**Collected data entries**
== == ==

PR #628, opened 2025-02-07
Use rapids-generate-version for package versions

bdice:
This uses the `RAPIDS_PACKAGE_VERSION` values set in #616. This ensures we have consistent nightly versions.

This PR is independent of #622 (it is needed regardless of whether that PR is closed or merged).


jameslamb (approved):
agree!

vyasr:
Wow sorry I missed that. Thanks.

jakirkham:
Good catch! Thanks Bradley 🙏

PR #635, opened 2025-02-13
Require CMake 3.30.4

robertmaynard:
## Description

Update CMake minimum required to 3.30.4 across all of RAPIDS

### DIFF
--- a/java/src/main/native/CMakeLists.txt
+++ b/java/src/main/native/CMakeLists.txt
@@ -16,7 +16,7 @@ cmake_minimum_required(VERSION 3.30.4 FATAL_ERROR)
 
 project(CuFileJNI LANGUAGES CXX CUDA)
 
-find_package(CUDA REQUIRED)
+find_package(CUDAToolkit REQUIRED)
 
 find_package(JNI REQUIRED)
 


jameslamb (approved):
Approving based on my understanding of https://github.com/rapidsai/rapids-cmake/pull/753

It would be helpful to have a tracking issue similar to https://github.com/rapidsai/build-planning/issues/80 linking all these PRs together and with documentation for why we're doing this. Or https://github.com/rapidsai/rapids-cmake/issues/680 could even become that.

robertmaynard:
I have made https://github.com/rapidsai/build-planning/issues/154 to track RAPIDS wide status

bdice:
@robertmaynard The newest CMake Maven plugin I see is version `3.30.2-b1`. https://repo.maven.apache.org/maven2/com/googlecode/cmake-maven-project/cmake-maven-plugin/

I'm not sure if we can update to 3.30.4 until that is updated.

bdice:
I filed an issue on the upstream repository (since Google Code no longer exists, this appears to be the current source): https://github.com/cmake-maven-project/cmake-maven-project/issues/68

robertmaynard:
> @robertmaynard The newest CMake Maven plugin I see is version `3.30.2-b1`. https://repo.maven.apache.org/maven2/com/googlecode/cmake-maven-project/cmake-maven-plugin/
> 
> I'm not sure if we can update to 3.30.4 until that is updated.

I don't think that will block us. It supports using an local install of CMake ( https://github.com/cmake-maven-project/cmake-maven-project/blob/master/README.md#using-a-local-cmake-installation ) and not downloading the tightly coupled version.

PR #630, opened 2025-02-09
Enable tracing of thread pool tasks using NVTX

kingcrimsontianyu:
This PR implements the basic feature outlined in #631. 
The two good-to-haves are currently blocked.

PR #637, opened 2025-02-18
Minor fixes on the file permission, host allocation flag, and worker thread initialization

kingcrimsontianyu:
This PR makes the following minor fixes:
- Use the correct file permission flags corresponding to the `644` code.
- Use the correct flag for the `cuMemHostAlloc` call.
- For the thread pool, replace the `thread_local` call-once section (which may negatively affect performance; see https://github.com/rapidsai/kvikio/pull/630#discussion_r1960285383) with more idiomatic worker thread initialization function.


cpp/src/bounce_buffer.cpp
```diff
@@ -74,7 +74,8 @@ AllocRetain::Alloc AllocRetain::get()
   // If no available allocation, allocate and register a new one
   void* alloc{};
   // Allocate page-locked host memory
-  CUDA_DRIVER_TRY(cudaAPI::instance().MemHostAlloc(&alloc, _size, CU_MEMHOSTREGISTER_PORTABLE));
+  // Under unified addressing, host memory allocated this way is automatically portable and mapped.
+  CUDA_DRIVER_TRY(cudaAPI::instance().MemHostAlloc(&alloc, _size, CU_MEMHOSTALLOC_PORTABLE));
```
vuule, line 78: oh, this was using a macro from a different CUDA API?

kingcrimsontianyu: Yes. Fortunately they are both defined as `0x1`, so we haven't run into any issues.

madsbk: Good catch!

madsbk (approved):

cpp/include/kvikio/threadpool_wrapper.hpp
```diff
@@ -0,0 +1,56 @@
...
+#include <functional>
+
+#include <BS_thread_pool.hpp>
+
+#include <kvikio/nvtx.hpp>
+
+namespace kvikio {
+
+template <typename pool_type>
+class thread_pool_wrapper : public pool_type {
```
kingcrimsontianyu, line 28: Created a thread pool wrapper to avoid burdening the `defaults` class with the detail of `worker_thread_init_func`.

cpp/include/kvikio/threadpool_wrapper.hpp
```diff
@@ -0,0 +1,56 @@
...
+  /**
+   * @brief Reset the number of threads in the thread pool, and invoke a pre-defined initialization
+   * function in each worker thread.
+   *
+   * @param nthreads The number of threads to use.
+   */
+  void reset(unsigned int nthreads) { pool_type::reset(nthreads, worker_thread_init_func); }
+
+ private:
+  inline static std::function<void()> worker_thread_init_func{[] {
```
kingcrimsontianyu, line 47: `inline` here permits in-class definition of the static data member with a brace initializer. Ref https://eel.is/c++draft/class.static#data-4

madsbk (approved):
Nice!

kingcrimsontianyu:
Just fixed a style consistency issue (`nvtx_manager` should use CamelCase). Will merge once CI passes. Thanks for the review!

== == ==

**Task**
Going down from the first line of the entries above, restate each line word for word until the line holding "I filed an issue" is done.

**Written answer**
PR #628, opened 2025-02-07
Use rapids-generate-version for package versions

bdice:
This uses the `RAPIDS_PACKAGE_VERSION` values set in #616. This ensures we have consistent nightly versions.

This PR is independent of #622 (it is needed regardless of whether that PR is closed or merged).


jameslamb (approved):
agree!

vyasr:
Wow sorry I missed that. Thanks.

jakirkham:
Good catch! Thanks Bradley 🙏

PR #635, opened 2025-02-13
Require CMake 3.30.4

robertmaynard:
## Description

Update CMake minimum required to 3.30.4 across all of RAPIDS

### DIFF
--- a/java/src/main/native/CMakeLists.txt
+++ b/java/src/main/native/CMakeLists.txt
@@ -16,7 +16,7 @@ cmake_minimum_required(VERSION 3.30.4 FATAL_ERROR)
 
 project(CuFileJNI LANGUAGES CXX CUDA)
 
-find_package(CUDA REQUIRED)
+find_package(CUDAToolkit REQUIRED)
 
 find_package(JNI REQUIRED)
 


jameslamb (approved):
Approving based on my understanding of https://github.com/rapidsai/rapids-cmake/pull/753

It would be helpful to have a tracking issue similar to https://github.com/rapidsai/build-planning/issues/80 linking all these PRs together and with documentation for why we're doing this. Or https://github.com/rapidsai/rapids-cmake/issues/680 could even become that.

robertmaynard:
I have made https://github.com/rapidsai/build-planning/issues/154 to track RAPIDS wide status

bdice:
@robertmaynard The newest CMake Maven plugin I see is version `3.30.2-b1`. https://repo.maven.apache.org/maven2/com/googlecode/cmake-maven-project/cmake-maven-plugin/

I'm not sure if we can update to 3.30.4 until that is updated.

bdice:
I filed an issue on the upstream repository (since Google Code no longer exists, this appears to be the current source): https://github.com/cmake-maven-project/cmake-maven-project/issues/68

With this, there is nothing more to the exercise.